§ **REQUIREMENT**
Set down exactly the lines below, starting at the one that contains "local freedom-ipfs checkout" and ending at the one that contains "### 1. The 30s", with both of those lines included and nothing else.
===== DATA EXTRACTS
PR #93, opened 2026-05-29
Use freedom-ipfs native transport for desktop

flotob:
## Summary
- replace the bundled Kubo process path with an in-process freedom-ipfs native transport for ipfs:// and ipns:// resources
- add the Electron native addon wrapper around the freedom-ipfs C ABI
- download the pinned freedom-ipfs v0.4.0 macOS arm64 / Electron 41 addon from GitHub Releases with SHA-256 verification
- expose `npm run ipfs:download` for the pinned release addon and `npm run ipfs:build` for local source builds
- keep Kubo-era local ipfs-bin folders untouched, but remove Kubo from normal desktop runtime, binary checks, packaging, and identity setup
- surface freedom-ipfs progress phases in the existing bottom-left status bar during active page loads, while keeping hovered link URLs higher priority

## freedom-ipfs release
- https://github.com/solardev-xyz/freedom-ipfs/releases/tag/v0.4.0
- desktop asset: freedom-ipfs-node-electron41-darwin-arm64.tar.gz

## Developer setup
- `npm run ipfs:download` downloads and verifies the pinned v0.4.0 addon
- `npm run ipfs:build` builds the native addon from a local freedom-ipfs checkout
- `FREEDOM_IPFS_RUST_REPO=/path/to/freedom-ipfs npm run ipfs:build` builds against a specific Rust checkout

## Validation
- `npm run ipfs:download`
- `npm run lint`
- `npm run check-binaries`
- `npm test` (69 passed, 2 skipped; existing Jest worker-exit warning)
- focused native IPFS Jest: 68/68 passing with `--runInBand --forceExit`
- focused progress/status Jest: 88/88 passing with `--runInBand --forceExit`
- live native smoke: `/ipns/ipfs.tech/` returned 200 with clean native stats

## Notes
- macOS arm64 is the only prebuilt desktop artifact in v0.4.0 so far
- Linux/Windows addon artifacts should be added before those platform releases flip to freedom-ipfs native


meinharrd (commented):
# Review

The architecture is sound: in-process native transport behind the existing `ipfs://`/`ipns://` protocol handlers, with all the URL-canonicalisation logic preserved and well-tested. The download script pins a SHA-256, the new tests are properly mocked, and the Kubo-legacy integration test is gated rather than deleted. But there is one behavioral regression I'd consider blocking, a few real bugs, and several packaging/dependency issues.

## High severity

### 1. The 30s timeout now kills body streaming mid-download

In `freedom-ipfs-native-node.js`, the timeout is set in the controller constructor and only cleared in `finish()` — i.e. when the *body stream ends*:

```js
this.timeout = setTimeout(() => {
  this.fail(new Error('freedom-ipfs native request timeout'));
  this.cancel();
}, ATTEMPT_TIMEOUT_MS);
```

The old Kubo path cleared the timer once `fetch` resolved (headers received), so body streaming was unbounded. Now any response whose body takes >30s total — large files, video served via Range, slow peers — gets `streamController.error()`'d mid-stream. This directly contradicts the contract still documented in the `ipfs-protocol.js` header ("Response body is streamed... so large files and media Range requests don't balloon memory"). The timeout should be cleared (or rearmed as an idle/stall timeout) once the response is delivered.

### 2. Timed-out requests are freed but never cancelled

In that same timeout handler, `fail()` runs first → `finish()` sets `this.terminated = true` and calls `gatewayRequestFree`. The subsequent `this.cancel()` is then a no-op because `cancel()` starts with `if (this.terminated) return;`. Unless `gatewayRequestFree` implicitly cancels in-flight work on the Rust side, the native fetch keeps running after timeout. Swap the order (`cancel()` then `fail()`).

### 3. No backpressure in `drain()`

```js
while (!this.terminated) {
  const buffer = Buffer.allocUnsafe(BUFFER_SIZE);
  const result = binding().gatewayRequestRead(this.owner.nodeHandle, this.handle, buffer);
  ...
  this.streamController.enqueue(buffer.subarray(0, result.bytesRead));
```

The loop reads until `READ_PENDING`/`READ_END`, ignoring `controller.desiredSize`. For locally-cached content the native side can return the entire file in one burst, so a multi-GB cached file gets buffered into the JS stream queue immediately. Use the `ReadableStream` `pull` callback (or check `desiredSize`) to make draining demand-driven.

### 4. No recovery when the dispatcher worker dies, and the health check is now vacuous

- If the event worker errors or exits unexpectedly, `dispatcher` is set to `null` and never restarted. Every in-flight and future request then silently hangs until its 30s timeout — the node stays "RUNNING" with a dead event loop.
- `EVENT_STATUS_GATEWAY_STOPPED` cancels in-flight requests but leaves manager state at `RUNNING`.
- `checkHealth()` in `ipfs-manager.js` is `Boolean(activeNode && currentState === STATUS.RUNNING)`, and the interval only flags an error when `!isHealthy && currentState === STATUS.RUNNING` — a condition that can't occur (`activeNode` is only nulled after the state leaves RUNNING). The 5s health loop is dead code; it can never detect a wedged native node, unlike the old Kubo HTTP poll. Either wire it to something real (e.g. dispatcher liveness, `nodeNativeGatewayStatsJson` succeeding) or remove it.

## Medium severity

### 5. Cross-platform packaging will silently ship a broken addon

`extraResources` copies `native/freedom-ipfs-node/build/Release/freedom_ipfs_native.node` into every target, and `check-binaries.js` checks one host path rather than per-target like it does for Bee. Building `--win`/`--linux` on a Mac that has the darwin-arm64 addon present will package the macOS binary into those artifacts (load failure at runtime), and if the file is absent the electron-builder `filter` just matches nothing without erroring. The PR notes acknowledge macOS-arm64-only, but the build config has no guard. Suggest: make `check-binaries` per-target-platform aware, and/or fail the dist script for targets without a matching addon.

Also verify a **signed macOS build**: electron-builder does not automatically codesign Mach-O binaries placed via `extraResources` (unlike `asarUnpack` contents such as better-sqlite3), so notarization may reject the unsigned `.node`. The validation list doesn't include a packaged signed build.

### 6. `FREEDOM_IPFS_RUST_REPO` is half-wired in the source build

`fetch-freedom-ipfs-native.js` runs `cargo build` in `rustRepo` (which honors `FREEDOM_IPFS_RUST_REPO`), but `binding.gyp` hardcodes the header and static-lib paths to `<(module_root_dir)/../../../nodes/freedom-ipfs/...`. So the documented `FREEDOM_IPFS_RUST_REPO=/path/to/freedom-ipfs npm run ipfs:build` compiles the Rust crate in the custom checkout, then links the addon against whatever sits at the default sibling path (or fails if nothing is there). The path needs to be passed into node-gyp (e.g. via a gyp variable / env consumed in `binding.gyp`).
==========
§ **SOLUTION**
- `npm run ipfs:build` builds the native addon from a local freedom-ipfs checkout
- `FREEDOM_IPFS_RUST_REPO=/path/to/freedom-ipfs npm run ipfs:build` builds against a specific Rust checkout

## Validation
- `npm run ipfs:download`
- `npm run lint`
- `npm run check-binaries`
- `npm test` (69 passed, 2 skipped; existing Jest worker-exit warning)
- focused native IPFS Jest: 68/68 passing with `--runInBand --forceExit`
- focused progress/status Jest: 88/88 passing with `--runInBand --forceExit`
- live native smoke: `/ipns/ipfs.tech/` returned 200 with clean native stats

## Notes
- macOS arm64 is the only prebuilt desktop artifact in v0.4.0 so far
- Linux/Windows addon artifacts should be added before those platform releases flip to freedom-ipfs native


meinharrd (commented):
# Review

The architecture is sound: in-process native transport behind the existing `ipfs://`/`ipns://` protocol handlers, with all the URL-canonicalisation logic preserved and well-tested. The download script pins a SHA-256, the new tests are properly mocked, and the Kubo-legacy integration test is gated rather than deleted. But there is one behavioral regression I'd consider blocking, a few real bugs, and several packaging/dependency issues.

## High severity

### 1. The 30s timeout now kills body streaming mid-download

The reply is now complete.